> WHAT THIS TASK INVOLVES:
Write the entries out again. Each one must match exactly.

> DATA SHOWN:

*** Begin section ***

Issue #799, opened 2023-02-02
Check for existence of Node in verbs can cause false failures when calling


destogl:
Hi,

in ros2_control we [were using CLI calls to load parameters](https://github.com/ros-controls/ros2_control/pull/910) and has issues, especially with FastDDS that calls were failing because the node could not be discovered on time. We have overcome this in the referenced PR, still it would be good to make CLI more robust. The issue is partially caused by a single check of node existence done in these lines:

https://github.com/ros2/ros2cli/blob/bcb1414ea87ba164ea62c918f23b2b761f4c5a4a/ros2param/ros2param/verb/load.py#L45-L50

This check depends on strongly how fast discovery of DDS implementation is working. There are two possible ways to make this more robust:

1. Remove this check because it is actually not needed – since the method called has already timeout if service cannot be found. Service should time out in both cases, if target node does not exist and also if service does not exist.
     https://github.com/ros2/ros2cli/blob/bcb1414ea87ba164ea62c918f23b2b761f4c5a4a/ros2param/ros2param/verb/load.py#L53
2. Add timeout to this check, repeating it multiple times until the timeout. This would make this check much more robust against slower DDS discovery capabilities.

*** End section ***

> EXERCISE OUTPUT:
Issue #799, opened 2023-02-02
Check for existence of Node in verbs can cause false failures when calling


destogl:
Hi,

in ros2_control we [were using CLI calls to load parameters](https://github.com/ros-controls/ros2_control/pull/910) and has issues, especially with FastDDS that calls were failing because the node could not be discovered on time. We have overcome this in the referenced PR, still it would be good to make CLI more robust. The issue is partially caused by a single check of node existence done in these lines:

https://github.com/ros2/ros2cli/blob/bcb1414ea87ba164ea62c918f23b2b761f4c5a4a/ros2param/ros2param/verb/load.py#L45-L50

This check depends on strongly how fast discovery of DDS implementation is working. There are two possible ways to make this more robust:

1. Remove this check because it is actually not needed – since the method called has already timeout if service cannot be found. Service should time out in both cases, if target node does not exist and also if service does not exist.
     https://github.com/ros2/ros2cli/blob/bcb1414ea87ba164ea62c918f23b2b761f4c5a4a/ros2param/ros2param/verb/load.py#L53
2. Add timeout to this check, repeating it multiple times until the timeout. This would make this check much more robust against slower DDS discovery capabilities.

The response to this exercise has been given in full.